TASK: Search the listing below for lines that hold the word "outside", and report only how many there are.

GIVEN INFORMATION:
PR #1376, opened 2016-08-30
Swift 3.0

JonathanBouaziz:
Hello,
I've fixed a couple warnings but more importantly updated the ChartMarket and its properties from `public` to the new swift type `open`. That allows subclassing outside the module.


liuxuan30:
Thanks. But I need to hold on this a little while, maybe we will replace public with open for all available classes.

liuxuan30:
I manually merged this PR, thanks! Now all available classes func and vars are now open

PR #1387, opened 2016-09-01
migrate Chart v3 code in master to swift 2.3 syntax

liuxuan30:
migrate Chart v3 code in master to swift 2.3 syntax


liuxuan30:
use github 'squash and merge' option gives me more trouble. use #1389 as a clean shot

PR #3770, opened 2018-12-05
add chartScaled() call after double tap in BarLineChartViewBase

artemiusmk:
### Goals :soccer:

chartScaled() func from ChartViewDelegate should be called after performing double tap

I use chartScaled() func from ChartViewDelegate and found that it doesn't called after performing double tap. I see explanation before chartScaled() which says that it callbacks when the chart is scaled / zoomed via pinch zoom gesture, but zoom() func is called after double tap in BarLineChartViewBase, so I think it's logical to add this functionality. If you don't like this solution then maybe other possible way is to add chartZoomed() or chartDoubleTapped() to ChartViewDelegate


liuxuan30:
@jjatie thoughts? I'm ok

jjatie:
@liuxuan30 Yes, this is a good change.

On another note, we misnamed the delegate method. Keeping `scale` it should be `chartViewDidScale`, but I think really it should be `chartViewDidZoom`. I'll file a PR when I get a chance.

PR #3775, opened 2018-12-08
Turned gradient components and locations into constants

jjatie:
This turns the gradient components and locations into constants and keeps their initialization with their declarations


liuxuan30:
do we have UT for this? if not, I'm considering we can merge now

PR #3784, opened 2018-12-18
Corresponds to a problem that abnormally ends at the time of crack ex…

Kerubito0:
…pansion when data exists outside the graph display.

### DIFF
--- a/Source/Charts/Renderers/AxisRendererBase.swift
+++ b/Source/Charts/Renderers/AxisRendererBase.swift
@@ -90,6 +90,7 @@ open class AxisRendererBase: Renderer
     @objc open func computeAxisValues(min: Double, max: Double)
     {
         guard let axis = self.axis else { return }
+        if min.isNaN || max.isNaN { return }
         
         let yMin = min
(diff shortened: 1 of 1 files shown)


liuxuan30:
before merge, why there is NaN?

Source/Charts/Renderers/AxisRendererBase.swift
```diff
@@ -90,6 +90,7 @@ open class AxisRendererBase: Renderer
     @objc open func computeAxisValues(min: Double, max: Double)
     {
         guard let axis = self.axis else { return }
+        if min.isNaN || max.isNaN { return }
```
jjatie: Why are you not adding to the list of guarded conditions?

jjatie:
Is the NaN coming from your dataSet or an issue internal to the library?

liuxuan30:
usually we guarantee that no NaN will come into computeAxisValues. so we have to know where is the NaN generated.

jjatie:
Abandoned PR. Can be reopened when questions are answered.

RESULT BELOW: 2